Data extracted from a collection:
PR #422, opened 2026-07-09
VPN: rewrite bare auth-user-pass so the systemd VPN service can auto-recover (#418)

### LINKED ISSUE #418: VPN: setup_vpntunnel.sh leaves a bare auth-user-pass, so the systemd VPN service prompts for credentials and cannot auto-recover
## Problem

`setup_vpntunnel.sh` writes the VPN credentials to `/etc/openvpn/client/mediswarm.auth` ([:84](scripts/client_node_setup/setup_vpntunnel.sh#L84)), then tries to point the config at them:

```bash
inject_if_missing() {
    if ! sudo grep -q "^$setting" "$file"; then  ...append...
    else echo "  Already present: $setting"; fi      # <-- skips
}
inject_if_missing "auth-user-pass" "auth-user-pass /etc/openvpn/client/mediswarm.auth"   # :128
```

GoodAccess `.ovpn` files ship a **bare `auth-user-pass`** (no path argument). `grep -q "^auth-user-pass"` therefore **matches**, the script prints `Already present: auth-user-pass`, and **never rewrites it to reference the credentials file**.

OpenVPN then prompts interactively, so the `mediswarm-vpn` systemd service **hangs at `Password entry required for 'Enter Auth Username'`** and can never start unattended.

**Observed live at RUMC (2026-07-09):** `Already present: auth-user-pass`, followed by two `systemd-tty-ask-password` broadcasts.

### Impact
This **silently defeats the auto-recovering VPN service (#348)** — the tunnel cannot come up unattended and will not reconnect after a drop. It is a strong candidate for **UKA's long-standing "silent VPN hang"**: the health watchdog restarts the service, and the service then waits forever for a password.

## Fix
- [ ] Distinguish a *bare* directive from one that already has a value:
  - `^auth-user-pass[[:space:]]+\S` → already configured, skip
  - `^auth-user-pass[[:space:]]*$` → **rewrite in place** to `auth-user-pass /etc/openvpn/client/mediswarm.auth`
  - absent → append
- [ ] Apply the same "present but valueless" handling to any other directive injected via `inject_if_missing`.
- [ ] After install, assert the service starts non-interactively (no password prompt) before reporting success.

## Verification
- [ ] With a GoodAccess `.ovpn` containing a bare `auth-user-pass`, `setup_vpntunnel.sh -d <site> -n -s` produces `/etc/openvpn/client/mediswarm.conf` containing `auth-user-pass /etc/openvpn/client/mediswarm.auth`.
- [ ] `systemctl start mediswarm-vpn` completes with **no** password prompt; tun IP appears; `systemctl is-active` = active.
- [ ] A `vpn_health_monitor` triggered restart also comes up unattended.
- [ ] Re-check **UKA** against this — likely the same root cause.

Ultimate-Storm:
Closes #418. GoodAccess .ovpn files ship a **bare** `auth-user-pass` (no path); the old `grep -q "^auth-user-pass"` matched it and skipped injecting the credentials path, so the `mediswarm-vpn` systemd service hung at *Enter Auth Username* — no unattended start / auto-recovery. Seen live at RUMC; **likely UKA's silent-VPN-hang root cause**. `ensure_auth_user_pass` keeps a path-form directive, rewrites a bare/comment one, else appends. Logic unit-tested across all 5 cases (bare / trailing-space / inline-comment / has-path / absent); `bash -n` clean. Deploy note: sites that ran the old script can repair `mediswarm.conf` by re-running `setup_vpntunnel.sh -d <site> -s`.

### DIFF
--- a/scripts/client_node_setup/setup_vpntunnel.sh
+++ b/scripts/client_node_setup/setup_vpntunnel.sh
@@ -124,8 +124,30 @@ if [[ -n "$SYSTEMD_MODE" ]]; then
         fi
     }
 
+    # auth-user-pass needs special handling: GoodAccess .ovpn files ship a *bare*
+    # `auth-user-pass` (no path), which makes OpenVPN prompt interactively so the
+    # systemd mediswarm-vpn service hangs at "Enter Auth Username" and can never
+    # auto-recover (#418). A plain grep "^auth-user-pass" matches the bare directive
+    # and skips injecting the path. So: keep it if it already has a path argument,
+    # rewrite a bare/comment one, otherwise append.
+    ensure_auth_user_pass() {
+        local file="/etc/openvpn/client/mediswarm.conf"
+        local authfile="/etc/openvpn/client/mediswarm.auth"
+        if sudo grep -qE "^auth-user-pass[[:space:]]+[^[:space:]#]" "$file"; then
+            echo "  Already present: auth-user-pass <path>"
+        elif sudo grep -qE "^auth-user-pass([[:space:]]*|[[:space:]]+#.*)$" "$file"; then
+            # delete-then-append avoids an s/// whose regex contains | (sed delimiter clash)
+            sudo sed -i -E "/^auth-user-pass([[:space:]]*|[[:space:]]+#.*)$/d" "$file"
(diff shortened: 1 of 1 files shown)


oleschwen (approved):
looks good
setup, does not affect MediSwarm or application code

---

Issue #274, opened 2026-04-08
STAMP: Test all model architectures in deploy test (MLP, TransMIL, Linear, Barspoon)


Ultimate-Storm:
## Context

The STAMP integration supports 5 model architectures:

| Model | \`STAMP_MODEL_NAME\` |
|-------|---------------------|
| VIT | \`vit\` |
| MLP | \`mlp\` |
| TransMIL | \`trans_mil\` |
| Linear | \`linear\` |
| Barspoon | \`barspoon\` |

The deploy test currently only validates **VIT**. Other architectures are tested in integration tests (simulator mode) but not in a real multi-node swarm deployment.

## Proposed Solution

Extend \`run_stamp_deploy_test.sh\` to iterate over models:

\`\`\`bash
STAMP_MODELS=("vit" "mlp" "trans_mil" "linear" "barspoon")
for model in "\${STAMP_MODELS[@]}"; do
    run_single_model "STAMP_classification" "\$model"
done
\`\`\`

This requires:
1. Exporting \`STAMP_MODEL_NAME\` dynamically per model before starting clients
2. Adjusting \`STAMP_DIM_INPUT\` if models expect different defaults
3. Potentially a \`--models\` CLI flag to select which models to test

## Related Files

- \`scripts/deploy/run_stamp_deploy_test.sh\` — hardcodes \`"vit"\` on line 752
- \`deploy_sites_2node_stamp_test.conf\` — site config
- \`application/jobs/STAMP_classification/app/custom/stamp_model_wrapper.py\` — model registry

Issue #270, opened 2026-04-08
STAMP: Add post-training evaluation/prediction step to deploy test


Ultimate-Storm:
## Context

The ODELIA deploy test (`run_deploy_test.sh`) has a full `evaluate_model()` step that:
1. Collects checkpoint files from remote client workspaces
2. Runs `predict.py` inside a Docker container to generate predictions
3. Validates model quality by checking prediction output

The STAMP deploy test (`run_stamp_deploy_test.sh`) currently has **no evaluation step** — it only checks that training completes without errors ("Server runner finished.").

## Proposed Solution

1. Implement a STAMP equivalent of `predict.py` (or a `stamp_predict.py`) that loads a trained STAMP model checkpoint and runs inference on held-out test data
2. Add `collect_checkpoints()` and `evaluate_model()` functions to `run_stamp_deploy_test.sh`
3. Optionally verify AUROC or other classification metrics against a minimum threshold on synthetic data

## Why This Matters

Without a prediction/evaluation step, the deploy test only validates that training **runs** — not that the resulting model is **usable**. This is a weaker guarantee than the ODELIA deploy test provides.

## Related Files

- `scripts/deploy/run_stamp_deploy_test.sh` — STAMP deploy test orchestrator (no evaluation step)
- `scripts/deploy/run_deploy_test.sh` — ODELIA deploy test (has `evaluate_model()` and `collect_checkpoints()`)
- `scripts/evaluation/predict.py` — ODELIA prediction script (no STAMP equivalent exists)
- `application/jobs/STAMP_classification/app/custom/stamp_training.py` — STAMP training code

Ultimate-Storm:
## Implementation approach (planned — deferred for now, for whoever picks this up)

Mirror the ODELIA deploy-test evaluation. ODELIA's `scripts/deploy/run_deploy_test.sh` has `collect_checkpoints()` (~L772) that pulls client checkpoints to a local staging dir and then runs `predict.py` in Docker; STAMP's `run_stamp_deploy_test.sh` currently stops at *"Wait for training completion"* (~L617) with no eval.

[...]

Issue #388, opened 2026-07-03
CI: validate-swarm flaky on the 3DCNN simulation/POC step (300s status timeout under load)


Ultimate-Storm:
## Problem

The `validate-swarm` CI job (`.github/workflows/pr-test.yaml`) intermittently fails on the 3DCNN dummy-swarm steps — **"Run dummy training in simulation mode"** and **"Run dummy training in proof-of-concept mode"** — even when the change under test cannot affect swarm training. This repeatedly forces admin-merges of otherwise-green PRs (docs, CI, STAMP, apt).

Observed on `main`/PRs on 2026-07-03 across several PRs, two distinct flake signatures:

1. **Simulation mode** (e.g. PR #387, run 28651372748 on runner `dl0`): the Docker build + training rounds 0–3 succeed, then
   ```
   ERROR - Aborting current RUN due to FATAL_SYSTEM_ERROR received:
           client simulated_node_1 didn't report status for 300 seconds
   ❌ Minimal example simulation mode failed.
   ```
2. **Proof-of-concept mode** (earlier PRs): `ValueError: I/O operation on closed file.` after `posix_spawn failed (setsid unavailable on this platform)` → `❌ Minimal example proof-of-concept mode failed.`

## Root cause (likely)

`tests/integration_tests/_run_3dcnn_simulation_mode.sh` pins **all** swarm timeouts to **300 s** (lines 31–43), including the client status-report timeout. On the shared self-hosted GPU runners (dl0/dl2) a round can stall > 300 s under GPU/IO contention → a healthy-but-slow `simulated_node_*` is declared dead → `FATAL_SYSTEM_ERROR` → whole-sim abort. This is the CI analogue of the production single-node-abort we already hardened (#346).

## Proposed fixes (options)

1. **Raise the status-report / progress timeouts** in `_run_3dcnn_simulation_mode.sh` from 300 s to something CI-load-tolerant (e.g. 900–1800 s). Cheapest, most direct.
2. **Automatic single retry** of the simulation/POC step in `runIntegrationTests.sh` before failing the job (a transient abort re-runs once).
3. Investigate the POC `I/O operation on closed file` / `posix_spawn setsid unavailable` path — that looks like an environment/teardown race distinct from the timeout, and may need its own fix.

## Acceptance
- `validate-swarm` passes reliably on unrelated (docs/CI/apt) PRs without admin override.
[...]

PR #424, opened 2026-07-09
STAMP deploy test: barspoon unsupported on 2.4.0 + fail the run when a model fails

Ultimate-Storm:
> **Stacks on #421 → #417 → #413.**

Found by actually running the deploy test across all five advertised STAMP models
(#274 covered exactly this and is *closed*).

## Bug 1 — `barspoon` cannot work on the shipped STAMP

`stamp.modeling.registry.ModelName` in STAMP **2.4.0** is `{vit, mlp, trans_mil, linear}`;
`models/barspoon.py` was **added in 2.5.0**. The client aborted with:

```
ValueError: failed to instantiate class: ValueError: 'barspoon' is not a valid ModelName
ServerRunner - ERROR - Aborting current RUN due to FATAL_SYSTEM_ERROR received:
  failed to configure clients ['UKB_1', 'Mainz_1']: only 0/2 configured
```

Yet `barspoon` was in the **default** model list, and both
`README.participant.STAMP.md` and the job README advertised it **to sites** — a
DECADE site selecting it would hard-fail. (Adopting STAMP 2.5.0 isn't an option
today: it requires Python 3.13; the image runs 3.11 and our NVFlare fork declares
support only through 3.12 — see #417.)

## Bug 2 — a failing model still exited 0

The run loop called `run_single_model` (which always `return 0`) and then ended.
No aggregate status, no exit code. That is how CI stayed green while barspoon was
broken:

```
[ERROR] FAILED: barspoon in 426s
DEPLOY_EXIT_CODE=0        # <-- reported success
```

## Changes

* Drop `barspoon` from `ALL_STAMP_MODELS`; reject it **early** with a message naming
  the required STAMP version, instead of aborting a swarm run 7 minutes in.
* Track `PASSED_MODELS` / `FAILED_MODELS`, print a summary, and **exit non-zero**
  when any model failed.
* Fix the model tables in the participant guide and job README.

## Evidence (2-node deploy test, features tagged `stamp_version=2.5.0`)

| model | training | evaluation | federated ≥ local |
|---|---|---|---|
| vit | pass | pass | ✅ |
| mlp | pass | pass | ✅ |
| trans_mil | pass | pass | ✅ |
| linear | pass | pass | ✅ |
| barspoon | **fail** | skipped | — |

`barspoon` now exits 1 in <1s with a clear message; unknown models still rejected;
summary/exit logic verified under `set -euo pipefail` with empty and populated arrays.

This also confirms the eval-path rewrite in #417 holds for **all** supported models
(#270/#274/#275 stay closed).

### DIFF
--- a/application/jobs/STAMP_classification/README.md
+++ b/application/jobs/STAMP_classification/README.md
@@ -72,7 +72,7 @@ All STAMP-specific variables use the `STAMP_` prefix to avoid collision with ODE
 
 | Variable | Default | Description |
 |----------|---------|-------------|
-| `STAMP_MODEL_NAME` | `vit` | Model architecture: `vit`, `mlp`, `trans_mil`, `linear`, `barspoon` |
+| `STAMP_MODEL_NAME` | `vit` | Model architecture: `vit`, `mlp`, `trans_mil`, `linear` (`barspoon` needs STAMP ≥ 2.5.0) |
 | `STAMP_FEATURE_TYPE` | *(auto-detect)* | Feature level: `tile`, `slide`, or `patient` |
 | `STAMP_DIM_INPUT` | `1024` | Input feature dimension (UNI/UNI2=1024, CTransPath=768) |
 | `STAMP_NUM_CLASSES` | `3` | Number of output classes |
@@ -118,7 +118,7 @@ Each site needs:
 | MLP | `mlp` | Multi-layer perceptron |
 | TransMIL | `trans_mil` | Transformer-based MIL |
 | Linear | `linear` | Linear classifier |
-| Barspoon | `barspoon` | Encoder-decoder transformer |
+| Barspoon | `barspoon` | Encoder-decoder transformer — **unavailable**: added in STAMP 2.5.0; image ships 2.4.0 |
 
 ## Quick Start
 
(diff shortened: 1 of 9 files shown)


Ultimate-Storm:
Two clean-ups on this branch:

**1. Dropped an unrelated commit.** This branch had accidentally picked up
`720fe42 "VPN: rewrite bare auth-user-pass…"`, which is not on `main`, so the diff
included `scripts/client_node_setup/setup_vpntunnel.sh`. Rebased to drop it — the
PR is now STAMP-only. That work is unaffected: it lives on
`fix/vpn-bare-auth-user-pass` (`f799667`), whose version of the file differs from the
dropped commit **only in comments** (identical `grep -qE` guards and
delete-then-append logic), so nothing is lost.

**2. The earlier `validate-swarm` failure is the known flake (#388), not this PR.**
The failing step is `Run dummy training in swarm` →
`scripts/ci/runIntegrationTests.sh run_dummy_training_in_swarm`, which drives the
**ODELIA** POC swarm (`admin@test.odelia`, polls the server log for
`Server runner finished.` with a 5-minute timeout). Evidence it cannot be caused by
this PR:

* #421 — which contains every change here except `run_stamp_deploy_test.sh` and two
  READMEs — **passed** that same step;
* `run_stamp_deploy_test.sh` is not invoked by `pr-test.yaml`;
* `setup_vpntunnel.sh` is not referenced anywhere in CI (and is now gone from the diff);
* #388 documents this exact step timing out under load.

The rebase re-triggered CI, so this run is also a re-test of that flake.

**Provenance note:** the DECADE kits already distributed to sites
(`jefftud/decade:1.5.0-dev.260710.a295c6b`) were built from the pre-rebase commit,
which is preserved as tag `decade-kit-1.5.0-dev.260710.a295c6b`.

» Exercise:
Print exactly the lines above from the one with "PR #422, opened 2026-07-09" to the one with "- absent → append", including both.

» Answer to this task:
PR #422, opened 2026-07-09
VPN: rewrite bare auth-user-pass so the systemd VPN service can auto-recover (#418)

### LINKED ISSUE #418: VPN: setup_vpntunnel.sh leaves a bare auth-user-pass, so the systemd VPN service prompts for credentials and cannot auto-recover
## Problem

`setup_vpntunnel.sh` writes the VPN credentials to `/etc/openvpn/client/mediswarm.auth` ([:84](scripts/client_node_setup/setup_vpntunnel.sh#L84)), then tries to point the config at them:

```bash
inject_if_missing() {
    if ! sudo grep -q "^$setting" "$file"; then  ...append...
    else echo "  Already present: $setting"; fi      # <-- skips
}
inject_if_missing "auth-user-pass" "auth-user-pass /etc/openvpn/client/mediswarm.auth"   # :128
```

GoodAccess `.ovpn` files ship a **bare `auth-user-pass`** (no path argument). `grep -q "^auth-user-pass"` therefore **matches**, the script prints `Already present: auth-user-pass`, and **never rewrites it to reference the credentials file**.

OpenVPN then prompts interactively, so the `mediswarm-vpn` systemd service **hangs at `Password entry required for 'Enter Auth Username'`** and can never start unattended.

**Observed live at RUMC (2026-07-09):** `Already present: auth-user-pass`, followed by two `systemd-tty-ask-password` broadcasts.

### Impact
This **silently defeats the auto-recovering VPN service (#348)** — the tunnel cannot come up unattended and will not reconnect after a drop. It is a strong candidate for **UKA's long-standing "silent VPN hang"**: the health watchdog restarts the service, and the service then waits forever for a password.

## Fix
- [ ] Distinguish a *bare* directive from one that already has a value:
  - `^auth-user-pass[[:space:]]+\S` → already configured, skip
  - `^auth-user-pass[[:space:]]*$` → **rewrite in place** to `auth-user-pass /etc/openvpn/client/mediswarm.auth`
  - absent → append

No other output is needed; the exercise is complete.